If there is a gamut of interface design execution and symbolism where rich, detailed, skeuomorphic design is on the left and flat, robotic, sparse design is on the right, iOS 7 is solidly planted on the right. It’s the anti-iOS 6 and everything before it. Hell, it’s anti-Apple and everything before it.
Apple didn’t get famous by using existing trends to define the look of their products.
Pure text-based buttons with no visual indication of buttonness, that is, no shape around them, really don’t look right to me. They look unfinished, naked, unclear and raw. And what makes a text label look different from a tappable label? Just color? Well I hope no one is using color in their interfaces unless everything that’s not black-and-white is tappable.
I agree, for sure, that adding minimalism means adding constraints, but it’s not impossible. Look at Medium, the web app that your post is written on. No underlines for links, no buttons—and it works. Granted, one could say the discoverability on the web is improved my Mr. White Glove, but still, what’s the cognitive overhead in trying to push a bit of text once with your finger? Not much, especially compared with moving a mouse to position a cursor over some text.
The proportions of symbols within their boundaries (either in a tab bar or in an icon) look wrong, and big things look smushed into small visual containers.
I disagree, but I believe this may be a matter of taste, and also perhaps a bit of it just feeling “new.” Definitely want hands-on time with it to get a sense of the proportions.
Gradients are no longer used to suggest the type of realism that a 90° light source would indicate, rather they’re used in icons haphazardly, sometimes shifting between two wholly different hues.
This may be indicative of a larger conceptual shift. These gradients aren’t here to provide depth as they may have in the past, they’re here for decoration—potentially to bring life to what would be lifeless glyphs in most flat design. The fact that the gradients are still at 90° is potentially more of an attempt to look consistent with existing apps and iOS of yesteryear (though their angle now is far less important on its own).
There are no text shadows or box shadows that I could see. There are no subtle indications of curvature in user interface elements. Everything is black, white, or some vibrant, eye-popping hue.
I think you might just be wrong on this one. I saw subtle shadows in a ton of places. Color is actually much more sparse—typically trying to merge with underlying content. Only place the coloring seems overt to me is the home screen icons (which are the content of those screens).
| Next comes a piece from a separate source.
PR #1499, opened 2023-09-08
pico_cyw43_driver/cyw43_bus_pio_spi.c: make SPI_PROGRAM_NAME and CLOC…

### LINKED ISSUE #1498: Not possible to change CYW43 PIO settings in makefile
In its current form there is no (obvious) way to have a project with the pico-sdk as a dependency, where the project would be able to define things like the SPI_PROGRAM_NAME or the CLOCK_DIV - things that are essential to e.g. have a project that is power efficient.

I really wonder what the Apple designers who worked tirelessly on iOS 6 think. Did they think that everything they were designing looked awful before starting to work on iOS 7? Or were they nudged in the “flat design” direction by Jony Ive and then drank the Kool-Aid only after being prodded for awhile? Are they tremendously proud of their work, which is essentially completely different from all their previous work? Do they think that it’s fundamentally better, or just fundamentally different?
I think they shot for fundamentally different and better. They definitely hit the first, the second remains to be seen.
I really like some of the interactions and transitions which appear to be more physics-based. Blurring out the previous screen when displaying an overlay looks awesome and has been very difficult to do in the past in iOS without diving close to the bare metal of graphics processing frameworks.
To stay true to the title of this post, I will say this: If anything, it looks like Apple may have leaned too heavily on blurring as a means to provide depth within the UI. Looks great in some places, I’m not so sure in others.
I expected iOS 7 to be much flatter than iOS 6, but still with subtle curvatures, inset highlights and shadows to indicate subtlety and realism and that the interface was emulating some physical materials. I was very wrong. iOS 7 is as flat as a board.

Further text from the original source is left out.